# Flash Player ne s'installe pas



## sweet13280 (20 Mars 2011)

Bonjour,

Nouvelle ici je ne maitrise pas enormement l'informatique...

Depuis la mise à jour de safari que j'ai faite hier je m'appercoit que flash player n'est pas installé puisque sur les ite ou je me connecte on me demande de l'installer...

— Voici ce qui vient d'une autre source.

PR #3489, opened 2020-04-30
Fix visco plastic finite difference

MFraters:
in pull request #3460 a discussion came up about the 0.5 in the finite difference terms. This discussion was concluded that the 0.5 should be there. During that discussion I looked at the visco plastic material model for reference, and noticed that it wasn't there while it should be. 

I have done some testing to convince myself that this is actually better, and that was harder then expected. For the simple "compex" cases it converges very vast anyway or not at all anyway. The nonlinear channel flow was actually a nice in between case, where I could study the actual impact of adding the 0.5. The conclusion is that sometimes it is better, sometimes it is worse, but without the 0.5 the SPDness is lost. Without the 0.5 every now then the assert

```
The violated condition was: 
    data.local_matrix.matrix_norm_square(tmp)/(tmp*tmp) >= -1e-12*data.local_matrix.frobenius_norm()
Additional information: 
    The top left block of the local Newton-Stokes matrix is not positive definite but has an eigenvalue less than -2.0913049911280974e+21 < 0. This should not happen.

```
was triggers (not always, because the assert generates a few random tensors to test the SPDness). This never happened to me when the 0.5 was there. This convince me that the 0.5 should be there. 

I added that test and update the relevant tests.

### DIFF
--- a/source/material_model/visco_plastic.cc
+++ b/source/material_model/visco_plastic.cc
@@ -349,6 +349,9 @@ namespace aspect
             {
               const TableIndices<2> strain_rate_indices = SymmetricTensor<2,dim>::unrolled_to_component_indices (component);
 
+               // components that are not on the diagonal are multiplied by 0.5, because the symmetric tensor
+               // is modified by 0.5 in both symmetric directions (xy/yx) simultaneously and we compute the combined
+               // derivative
               const SymmetricTensor<2,dim> strain_rate_difference = in.strain_rate[i]
                                                                     + std::max(std::fabs(in.strain_rate[i][strain_rate_indices]), min_strain_rate)
                                                                     * (component > dim-1 ? 0.5 : 1 )
--- a/source/material_model/visco_plastic.cc
+++ b/source/material_model/visco_plastic.cc
@@ -349,9 +349,9 @@ namespace aspect
             {
               const TableIndices<2> strain_rate_indices = SymmetricTensor<2,dim>::unrolled_to_component_indices (component);
 
-               // components that are not on the diagonal are multiplied by 0.5, because the symmetric tensor
-               // is modified by 0.5 in both symmetric directions (xy/yx) simultaneously and we compute the combined
-               // derivative
+              // components that are not on the diagonal are multiplied by 0.5, because the symmetric tensor
+              // is modified by 0.5 in both symmetric directions (xy/yx) simultaneously and we compute the combined
+              // derivative
               const SymmetricTensor<2,dim> strain_rate_difference = in.strain_rate[i]
                                                                     + std::max(std::fabs(in.strain_rate[i][strain_rate_indices]), min_strain_rate)
                                                                     * (component > dim-1 ? 0.5 : 1 )
--- a/source/material_model/visco_plastic.cc
+++ b/source/material_model/visco_plastic.cc
@@ -351,6 +351,7 @@ namespace aspect
 
               const SymmetricTensor<2,dim> strain_rate_difference = in.strain_rate[i]
                                                                     + std::max(std::fabs(in.strain_rate[i][strain_rate_indices]), min_strain_rate)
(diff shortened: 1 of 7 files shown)


source/material_model/visco_plastic.cc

Ce que je fais... Mais une fois installé... ben sur les site on me demande toujours del'installer...

Pfffffff
je ne comprends pas pkoi????
 :-(

je suis sous OS X 10.6.4 et ai installé la version 5.0.4 de safari...

HELP ME PLEASE!!!

la je m'en sors plus je ne sais plus quoi faire apres avoir installé et desinstallé flash player plusieurs fois...

d'avance merci pour votre aide.....


----------



## lepetitpiero (20 Mars 2011)

la bonne version http://get.adobe.com/fr/flashplayer/ ( au cas où)

faut fermer safari avant de lancer l'installation


----------



## sweet13280 (21 Mars 2011)

je vais tenter ça...

Merci!


----------



## sweet13280 (21 Mars 2011)

Ben alors j'ai reinstallé, redemarrer, reinitialisé etc etc mais rien n'y fait... comme si flash etait inconnu au bataillon... Pfffffffff

Qu'est ce que je peux faire???

---------- Nouveau message ajouté à 21h02 ---------- Le message précédent a été envoyé à 20h30 ----------

VICTOIRE!!!

En fait je suis allée dans preferences safari, sécurité et j'ai coché toutes les cases contenu web!!!

et voila c'est bon ça fonctionne!!!

Merci quand meme ;-)


----------



## lepetitpiero (21 Mars 2011)

OK...


----------